# Action item
In this exercise, the data must be written out exactly.

[Records from a dataset]
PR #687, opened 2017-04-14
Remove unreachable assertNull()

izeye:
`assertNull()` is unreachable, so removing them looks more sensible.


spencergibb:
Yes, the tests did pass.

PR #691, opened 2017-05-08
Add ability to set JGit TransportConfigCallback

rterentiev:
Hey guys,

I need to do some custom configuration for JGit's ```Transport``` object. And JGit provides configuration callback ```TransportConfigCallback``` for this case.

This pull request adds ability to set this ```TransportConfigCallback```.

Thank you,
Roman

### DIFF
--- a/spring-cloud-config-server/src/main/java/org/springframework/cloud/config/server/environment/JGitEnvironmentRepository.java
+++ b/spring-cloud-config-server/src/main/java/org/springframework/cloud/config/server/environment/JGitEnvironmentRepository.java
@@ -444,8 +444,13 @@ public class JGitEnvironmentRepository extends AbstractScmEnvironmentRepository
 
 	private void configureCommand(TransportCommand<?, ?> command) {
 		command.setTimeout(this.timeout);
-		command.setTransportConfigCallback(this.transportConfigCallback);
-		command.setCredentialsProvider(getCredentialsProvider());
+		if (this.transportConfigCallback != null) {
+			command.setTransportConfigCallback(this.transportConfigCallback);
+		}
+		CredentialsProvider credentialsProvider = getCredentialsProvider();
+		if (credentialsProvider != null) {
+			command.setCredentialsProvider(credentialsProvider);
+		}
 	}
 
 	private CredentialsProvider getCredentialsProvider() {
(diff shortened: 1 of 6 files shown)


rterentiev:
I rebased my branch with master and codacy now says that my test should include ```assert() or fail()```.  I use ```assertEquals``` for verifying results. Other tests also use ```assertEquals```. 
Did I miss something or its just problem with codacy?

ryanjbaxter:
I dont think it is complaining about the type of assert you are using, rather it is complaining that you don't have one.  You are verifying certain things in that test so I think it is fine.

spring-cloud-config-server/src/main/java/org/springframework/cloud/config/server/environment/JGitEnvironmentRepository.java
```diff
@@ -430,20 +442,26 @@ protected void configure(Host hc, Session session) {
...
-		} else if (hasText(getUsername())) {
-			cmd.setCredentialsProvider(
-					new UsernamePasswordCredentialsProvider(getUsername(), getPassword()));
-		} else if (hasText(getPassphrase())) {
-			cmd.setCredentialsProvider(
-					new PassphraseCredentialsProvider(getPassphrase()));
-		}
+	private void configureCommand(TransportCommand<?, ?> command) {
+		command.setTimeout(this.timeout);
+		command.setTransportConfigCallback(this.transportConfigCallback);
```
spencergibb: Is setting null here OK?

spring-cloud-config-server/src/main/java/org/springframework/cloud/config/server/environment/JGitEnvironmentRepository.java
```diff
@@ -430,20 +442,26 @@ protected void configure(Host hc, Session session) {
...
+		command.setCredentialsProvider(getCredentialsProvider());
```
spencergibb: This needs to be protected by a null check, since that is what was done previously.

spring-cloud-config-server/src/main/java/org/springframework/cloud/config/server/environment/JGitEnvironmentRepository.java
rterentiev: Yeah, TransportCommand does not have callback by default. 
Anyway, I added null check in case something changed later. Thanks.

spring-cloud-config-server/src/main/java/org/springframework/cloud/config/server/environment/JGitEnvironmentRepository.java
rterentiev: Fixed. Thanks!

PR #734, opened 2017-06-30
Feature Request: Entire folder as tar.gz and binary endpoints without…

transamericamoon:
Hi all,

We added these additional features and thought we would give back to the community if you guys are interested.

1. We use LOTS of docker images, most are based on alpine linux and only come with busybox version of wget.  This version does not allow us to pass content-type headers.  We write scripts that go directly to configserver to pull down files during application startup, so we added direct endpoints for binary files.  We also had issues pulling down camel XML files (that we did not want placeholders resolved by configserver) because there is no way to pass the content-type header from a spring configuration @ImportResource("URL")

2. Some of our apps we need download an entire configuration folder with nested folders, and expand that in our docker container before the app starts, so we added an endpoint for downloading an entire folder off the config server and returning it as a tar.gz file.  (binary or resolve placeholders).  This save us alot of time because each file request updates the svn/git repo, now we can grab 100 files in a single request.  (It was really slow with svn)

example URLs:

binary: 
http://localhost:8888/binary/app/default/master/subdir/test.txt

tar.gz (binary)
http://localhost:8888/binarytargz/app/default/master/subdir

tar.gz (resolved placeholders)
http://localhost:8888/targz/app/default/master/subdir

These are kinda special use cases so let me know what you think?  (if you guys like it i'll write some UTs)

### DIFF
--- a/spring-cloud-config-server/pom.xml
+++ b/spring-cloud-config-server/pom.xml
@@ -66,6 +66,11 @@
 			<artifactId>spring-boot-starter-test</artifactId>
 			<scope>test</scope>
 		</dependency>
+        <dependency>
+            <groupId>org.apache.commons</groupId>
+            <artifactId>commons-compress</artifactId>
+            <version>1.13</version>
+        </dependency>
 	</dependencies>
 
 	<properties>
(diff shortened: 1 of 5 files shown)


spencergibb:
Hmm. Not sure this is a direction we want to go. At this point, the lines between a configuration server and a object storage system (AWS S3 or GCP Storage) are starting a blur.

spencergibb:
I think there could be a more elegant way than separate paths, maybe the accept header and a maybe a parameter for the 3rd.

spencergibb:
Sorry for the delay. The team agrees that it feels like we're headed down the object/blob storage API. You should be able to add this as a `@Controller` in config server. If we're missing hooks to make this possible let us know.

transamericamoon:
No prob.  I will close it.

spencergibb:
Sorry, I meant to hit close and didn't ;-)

# Final answer
PR #687, opened 2017-04-14
Remove unreachable assertNull()

izeye:
`assertNull()` is unreachable, so removing them looks more sensible.


spencergibb:
Yes, the tests did pass.

PR #691, opened 2017-05-08
Add ability to set JGit TransportConfigCallback

rterentiev:
Hey guys,

I need to do some custom configuration for JGit's ```Transport``` object. And JGit provides configuration callback ```TransportConfigCallback``` for this case.

This pull request adds ability to set this ```TransportConfigCallback```.

Thank you,
Roman

### DIFF
--- a/spring-cloud-config-server/src/main/java/org/springframework/cloud/config/server/environment/JGitEnvironmentRepository.java
+++ b/spring-cloud-config-server/src/main/java/org/springframework/cloud/config/server/environment/JGitEnvironmentRepository.java
@@ -444,8 +444,13 @@ public class JGitEnvironmentRepository extends AbstractScmEnvironmentRepository
 
 	private void configureCommand(TransportCommand<?, ?> command) {
 		command.setTimeout(this.timeout);
-		command.setTransportConfigCallback(this.transportConfigCallback);
-		command.setCredentialsProvider(getCredentialsProvider());
+		if (this.transportConfigCallback != null) {
+			command.setTransportConfigCallback(this.transportConfigCallback);
+		}
+		CredentialsProvider credentialsProvider = getCredentialsProvider();
+		if (credentialsProvider != null) {
+			command.setCredentialsProvider(credentialsProvider);
+		}
 	}
 
 	private CredentialsProvider getCredentialsProvider() {
(diff shortened: 1 of 6 files shown)


rterentiev:
I rebased my branch with master and codacy now says that my test should include ```assert() or fail()```.  I use ```assertEquals``` for verifying results. Other tests also use ```assertEquals```. 
Did I miss something or its just problem with codacy?

ryanjbaxter:
I dont think it is complaining about the type of assert you are using, rather it is complaining that you don't have one.  You are verifying certain things in that test so I think it is fine.

spring-cloud-config-server/src/main/java/org/springframework/cloud/config/server/environment/JGitEnvironmentRepository.java
```diff
@@ -430,20 +442,26 @@ protected void configure(Host hc, Session session) {
...
-		} else if (hasText(getUsername())) {
-			cmd.setCredentialsProvider(
-					new UsernamePasswordCredentialsProvider(getUsername(), getPassword()));
-		} else if (hasText(getPassphrase())) {
-			cmd.setCredentialsProvider(
-					new PassphraseCredentialsProvider(getPassphrase()));
-		}
+	private void configureCommand(TransportCommand<?, ?> command) {
+		command.setTimeout(this.timeout);
+		command.setTransportConfigCallback(this.transportConfigCallback);
```
spencergibb: Is setting null here OK?

spring-cloud-config-server/src/main/java/org/springframework/cloud/config/server/environment/JGitEnvironmentRepository.java
```diff
@@ -430,20 +442,26 @@ protected void configure(Host hc, Session session) {
...
+		command.setCredentialsProvider(getCredentialsProvider());
```
spencergibb: This needs to be protected by a null check, since that is what was done previously.

spring-cloud-config-server/src/main/java/org/springframework/cloud/config/server/environment/JGitEnvironmentRepository.java
rterentiev: Yeah, TransportCommand does not have callback by default. 
Anyway, I added null check in case something changed later. Thanks.

spring-cloud-config-server/src/main/java/org/springframework/cloud/config/server/environment/JGitEnvironmentRepository.java
rterentiev: Fixed. Thanks!

PR #734, opened 2017-06-30
Feature Request: Entire folder as tar.gz and binary endpoints without…

transamericamoon:
Hi all,

We added these additional features and thought we would give back to the community if you guys are interested.

1. We use LOTS of docker images, most are based on alpine linux and only come with busybox version of wget.  This version does not allow us to pass content-type headers.  We write scripts that go directly to configserver to pull down files during application startup, so we added direct endpoints for binary files.  We also had issues pulling down camel XML files (that we did not want placeholders resolved by configserver) because there is no way to pass the content-type header from a spring configuration @ImportResource("URL")

2. Some of our apps we need download an entire configuration folder with nested folders, and expand that in our docker container before the app starts, so we added an endpoint for downloading an entire folder off the config server and returning it as a tar.gz file.  (binary or resolve placeholders).  This save us alot of time because each file request updates the svn/git repo, now we can grab 100 files in a single request.  (It was really slow with svn)

example URLs:

binary: 
http://localhost:8888/binary/app/default/master/subdir/test.txt

tar.gz (binary)
http://localhost:8888/binarytargz/app/default/master/subdir

tar.gz (resolved placeholders)
http://localhost:8888/targz/app/default/master/subdir

These are kinda special use cases so let me know what you think?  (if you guys like it i'll write some UTs)

### DIFF
--- a/spring-cloud-config-server/pom.xml
+++ b/spring-cloud-config-server/pom.xml
@@ -66,6 +66,11 @@
 			<artifactId>spring-boot-starter-test</artifactId>
 			<scope>test</scope>
 		</dependency>
+        <dependency>
+            <groupId>org.apache.commons</groupId>
+            <artifactId>commons-compress</artifactId>
+            <version>1.13</version>
+        </dependency>
 	</dependencies>
 
 	<properties>
(diff shortened: 1 of 5 files shown)


spencergibb:
Hmm. Not sure this is a direction we want to go. At this point, the lines between a configuration server and a object storage system (AWS S3 or GCP Storage) are starting a blur.

spencergibb:
I think there could be a more elegant way than separate paths, maybe the accept header and a maybe a parameter for the 3rd.

spencergibb:
Sorry for the delay. The team agrees that it feels like we're headed down the object/blob storage API. You should be able to add this as a `@Controller` in config server. If we're missing hooks to make this possible let us know.

transamericamoon:
No prob.  I will close it.

spencergibb:
Sorry, I meant to hit close and didn't ;-)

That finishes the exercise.